Со справой в руке иду в бокс и говорю Тамаре, как она считает, возмутительно-спокойным тоном: «На свободу, говорят». «О-о-й», — стонет Тамара и идёт к тому же начальнику, а потом нас ведут вверх по лестнице, а я всё думаю, что не может быть, что на свободу, но и шуток таких тоже ведь не бывает, и вот она — справка. А потом отрывают дверь[79], и мы выходим на улицу и стоим, оглушённые, не понимая, что делать дальше. И никто не обращает внимания на двух странных особ в телогрейках и с мешками. Из тех же дверей выходит солдат и предлагает проводить нас до такси. Ведёт через площадь, сажает в машину, и мы едем по московским улицам. Всё необыкновенно красиво. Какие яркие платья у женщин! 25-е апреля, чудесный весенний вечер. Мы восхищённо смотрим в окно.
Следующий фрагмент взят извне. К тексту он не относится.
PR #2616, opened 2018-05-28
parted: drop LDFLAGS, pass CPPFLAGS to runConfigure.

fbrosson:


fbrosson:
`parted`'s configure script has an `--enable-read-only` switch, but we're not using it because it's not very useful.
Should I add it and mark the recipe as tested?
Or is it fine as is, without the `--enable-read-only` ?
BTW, I did not dare to mark the recipe as tested because `parted` can erase data if used inappropriately.

sys-block/parted/parted-3.2.recipe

И вот я в незнакомой квартире, адрес которой ещё на свидании дала мне сестра; она сама временно здесь живёт — это старые друзья наших родителей[80]. Весь вечер только и делаю, что разглашаю их тайны и смеюсь, что можно вообразить такое — не разглашать. Удивляюсь каждой мелочи в этой обыкновенной московской квартире и тому, что ем яичницу — вилкой. Примеряю вещи сестры — мои, говорят, совсем не годятся для новой жизни. И, наконец, засыпаю, поверив, что я — на свободе. И мне снится лагерь, как когда-то, после ареста, ещё долго снилась воля.